Push to End Loneliness
The “Together Sculpture” will be unveiled at ArtStart’s Push Against Loneliness event at Hodag Park on July 27th.
The 18 cities involved in One Nation/One Project will also be hosting art and health related events that day.
Childs says it’s inspired by the Federal Theater Project in the 1930s.
“It was a number of different communities, all over the country, staged the same production of a play. Of course, each community had a different flavor to it,” said Childs. “One of the lead artists of ONOP [One Nation/One Project] was really inspired by that.

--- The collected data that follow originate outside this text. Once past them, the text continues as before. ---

PR #944, opened 2020-08-06
Upgrading to Elide 5 PR 15

aklish:
Upgrades to Elide 5 PR 15 build.

There is a security change in PR15 that breaks the User bean create permission.  This is a workaround pending a more expensive modeling change in Navi.

I also added the Hibernate validator (which was missing) which turns on JSR303 validations.

## License

### DIFF
--- a/packages/webservice/app/build.gradle.kts
+++ b/packages/webservice/app/build.gradle.kts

That's kind of how they led with bringing all of our cohort cities together from the very beginning, saying, ‘On this day, we're all going to do something.’ Every community has a little different focus. Ours is mental wellness and social isolation.”
The event includes a pop-up skate park, march against social isolation, a community meal, and performances.
“I hope people participate and realize how many other people in the community are kind of thinking along the same lines, and that we're all just trying to support each other, whatever that looks like,” said Dycus Pennycuff.